Task requirements
Reading the records beneath this task, work out how many lines contain the word "gcloud" and reply with only that number.

Given records
PR #2806, opened 2016-12-05
Marshal 'BYTES' and 'TIME' column / paramter types

### LINKED ISSUE #2229: New Standard SQL Data Types Not Supported in gcloud._helpers._rows_from_json() / _CELLDATA_FROM_JSON()
Standard SQL dialect support was added in 0.18.0, but current release does not support queries that return results that include data types that are not supported by Legacy SQL.

E.g. executing the following query using Standard SQL:

```
SELECT PARSE_DATE('%Y%m%d', '20160810') AS table_date;
```

results in 

```
rows = query.rows
  File "/Library/Frameworks/Python.framework/Versions/2.7/lib/python2.7/site-packages/gcloud/bigquery/query.py", line 204, in rows
    return _rows_from_json(self._properties.get('rows', ()), self.schema)
  File "/Library/Frameworks/Python.framework/Versions/2.7/lib/python2.7/site-packages/gcloud/bigquery/_helpers.py", line 85, in _rows_
from_json
    converter = _CELLDATA_FROM_JSON[field.field_type]
KeyError: u'DATE'
```

Not a significant issue since the Legacy SQL Data types will work for my needs, but wanted to report it all the same.

tseaver:
Closes #2229.

### DIFF
--- a/bigquery/google/cloud/bigquery/_helpers.py
+++ b/bigquery/google/cloud/bigquery/_helpers.py
@@ -14,6 +14,7 @@
 
 """Shared helper functions for BigQuery API classes."""
 
+import base64
 from collections import OrderedDict
 import datetime
 
@@ -50,6 +51,12 @@ def _bool_from_json(value, field):
 def _string_from_json(value, _):
     """NOOP string -> string coercion"""
     return value
+
+
+def _bytes_from_json(value, field):
+    """Base64-decode value"""
+    if _not_null(value, field):
+        return base64.decodestring(value)
 
 
 def _timestamp_from_json(value, field):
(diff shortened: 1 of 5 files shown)


bigquery/google/cloud/bigquery/_helpers.py
```diff
@@ -64,9 +77,17 @@ def _datetime_from_json(value, field):
 def _date_from_json(value, field):
     """Coerce 'value' to a datetime date, if set or not nullable"""
     if _not_null(value, field):
+        # value will be a string, in YYYY-MM-DD form.
```
daspecster: I know this method is private but you could just add
```
:type value: str
:param value: String in YYYY-MM-DD form.
```

dhermes: :+1:

tseaver:
I will merge as soon as either Circle CI or Travis passes the Py3k fix I just pushed.

tseaver:
Travis is showing [build failures for docs](https://travis-ci.org/GoogleCloudPlatform/google-cloud-python/builds/181434795#L1784-L1785) which don't happen on Circle or on my local machine.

Task result
3